My question is exactly similar to an earlier question Conditional on Gaussian, need clarification But I wasn't satisfied with the answer. I'll copy the problem statement :
I'm reading Andrew Ng's notes on machine learning, and on page 12 of this document, he makes a step in his proof that I'm trying to decipher:
Let $x=(1,x_1,x_2,⋯,x_n)^T$, a vector of variables, and $θ=(θ_0,θ_1,θ_2,⋯,θ_n)^T$, a vector of linear coefficients of those variables. Let's define $y$ as $$y_{i} = \theta^T x_{i} + \epsilon_i$$ where $\epsilon_i ∼ N(0, \sigma^2)$, that is $$p(\epsilon_i) = \frac{1}{\sqrt{2\pi\sigma}}\text{exp}\bigg(-\frac{\epsilon_i^2}{2\sigma^2}\bigg)$$
Next line says the following about conditional probability of y given x and coefficients θ, which are treated as deterministic: $$p(y_i|x_i;θ) = \frac{1}{\sqrt{2\pi\sigma}}\text{exp}\bigg(-\frac{(y_i - \theta^T x_i)^2}{2\sigma^2}\bigg)$$ Can someone help me see how we get this conditional distribution?
Now I understand that since $\epsilon_i$ is drawn from a gaussian, y will itself be a random variable drawn from a gaussian.
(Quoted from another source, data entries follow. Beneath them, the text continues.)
PR #236, opened 2023-08-01
Cfm link to items fix

crfmc:
Corresponds to [Trello Ticket](https://trello.com/c/UuNejTct/804-fix-for-linkto-items-in-nested-array-fields-on-itemdetailpane), and related to [cgap-portal pull request 732](https://github.com/dbmi-bgm/cgap-portal/pull/732).

- Adds conditional for nested objects that have "key" field of type string, as opposed to "childKeys" as an array. Fixes issues rendering


Bianca-Morris (approved):

Bianca-Morris (changes requested):
Actually just tested this on a few more items on devtest, and it seems like it's not working as expected:
- The tenth item in [this table](https://cgap-devtest.hms.harvard.edu/workflows/860a1240-f15a-425d-875b-7b8f943130d4/) of workflow arguments has a `secondary_file_format` of `vcf_gz_tbi`, which isn't displaying in the table
- The 11th item in that table also doesn't have a `secondary_file_format` but instead of displaying "-", is blank

Bianca-Morris (approved):
Okay! Looks good. Thanks for your patience with my mix-up!

PR #239, opened 2023-11-08
Smaht UI updates

Bianca-Morris:
### Changelog
- Add `CustomWrapper` prop to StaticPageBase
- Fix issue with rendering static pages and TOC caused by rename of `static_section.name` and `page.name` to `identifier` on SMaHT
- Additional support for `identifier` in `object.js` (probably not 100% necessary due to presence of `title`, but good to have)


crfmc (approved):

Bianca-Morris:
Will be merged with https://github.com/4dn-dcic/shared-portal-components/pull/243

PR #242, opened 2024-01-10
Cfm Item detail (QC) fix

crfmc:
Addresses Trello ticket [847](https://trello.com/c/tDD77iVi/847-bugfix-for-metaworkflows), [868](https://trello.com/c/lTO9fNBI/868-qc-value-bug), and [842](https://trello.com/c/73n6sPGX/842-truncated-fields-in-smaht-fix).

Features:
- Removes character limit for string values in SubItemTable
- For non-SubItemTable Input Argument fields, show argument names instead of numbers for dropdowns

Fixes:
- Value of 0 being typecast as false, and processed as non-existent
- Loss of nested information for Input Argument Values of type object

### DIFF
--- a/es/components/ui/ItemDetailList.js
+++ b/es/components/ui/ItemDetailList.js
@@ -176,10 +176,12 @@ var SubItemTable = /*#__PURE__*/function (_React$Component) {
         return _.map(columnKeys, function (colKeyContainer, colKeyIndex) {
           var colKey = colKeyContainer.key;
           var value = getNestedProperty(item, colKey);
-          if (!value) return {
-            'value': '-',
-            'key': colKey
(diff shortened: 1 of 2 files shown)


Bianca-Morris (approved):
Seems reasonable to me, I'm adding Utku as a reviewer since this is an SPC PR (you should also do this in the future).

utku-ozturk (approved):
Since MetaWorkflow is not supported in 4DN yet, I couldn't test those updates. I have tested the rest in local env. and it looks good to me.

Bianca-Morris:
Will be merged with https://github.com/4dn-dcic/shared-portal-components/pull/243

PR #243, opened 2024-01-19
Cfm QC and facet updates

crfmc:
This branch is a combination of branches [smaht-ui-updates](https://github.com/4dn-dcic/shared-portal-components/compare/smaht-ui-updates), [cfm-qc_fix](https://github.com/4dn-dcic/shared-portal-components/compare/cfm-qc_fix), and [cfm-facet_styles](https://github.com/4dn-dcic/shared-portal-components/compare/cfm-facet_styles).


utku-ozturk (approved):
not tested locally but looks good to me. (my only concern is the facet-list.scss updatea that we may need to override in 4DN but it is not a big deal)

Bianca-Morris (approved):

PR #244, opened 2024-01-25
Bm benchmarking table fix

Bianca-Morris:
### Changelog:
- Pass in `context` to search table header `colTitles` that are components
- Allow easier override of default search table cell alignment (default is still .text-center; you can just change it now)
   - Does not apply to null values, which are still always centered 
- Allow changes to `colTitle` in `columnExtensionMap` to take precedence over `columns` returned from backend (for `@type` only -- honestly wondering why this doesn't always happen, but don't want to risk breaking anything on 4DN or CGAP atm)
- Allow hiding tooltip for search table header cols via columnExtensionMap: `hideTooltip`
- Version bump to 0.1.74

### Related PRs:
https://github.com/smaht-dac/smaht-portal/pull/64

### SPC Pre-Release Version:
https://github.com/4dn-dcic/shared-portal-components/releases/tag/0.1.74b1


utku-ozturk (approved):
I think, column alignment is previously handled by render functions: https://github.com/4dn-dcic/fourfront/blob/fd31d5b420a523b1fc12095eb61c00d060cbf2a1/src/encoded/static/components/browse/columnExtensionMap.js#L213

`defaultColAlignment` prop is definitely more useful and simple.

crfmc (approved):
Looks good to me.

PR #247, opened 2024-02-23
feat: DotRoute/YoutubeVideo Embed and style updates

crfmc:
Contains SPC updates for three tasks:
- Style updates for SMaHT V2
    - move bootstrap styles into sass in order to overwrite them in parent repositories
- DotRouter component migration (from CGAP into SPC)
    - provide these components in SPC so they can be used in SMaHT and CGAP
- Style updates for item pages
    - make tables on item pages take up full width

Note: changes to padding in parent repos may need to be made


src/components/browse/components/above-table-controls/RightButtonsSection.js
```diff
@@ -29,7 +29,7 @@ export const ConfigureVisibleColumnsButton = React.memo(function ConfigureVisibl
     );
 });
 ConfigureVisibleColumnsButton.defaultProps = {
-    "className" : "btn btn-outline-primary"
+    "className" : "control visiblity btn"
```
utku-ozturk, line 32: possible typo for `visiblity?

crfmc: Thank you for catching this Utku! There is no use for this class at the moment actually, so I will remove.

Bianca-Morris:
@crfmc Is this in need of an update? Please take a second look and see if it should be closed or merged or updated. Thanks!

But it $y_i$ is a random variable with mean $\theta^T x_i$, so does it mean we have m (number of training samples) different gaussians and we draw 1 data point from each of m different gaussians and do a maximum liklihood estimation for that single data set for each of m gaussians, because this seems sort of unintuitive.
And also this only proves that $y_i$ is a gaussian not $y_i|x_i$. I dont understand why this has to hold?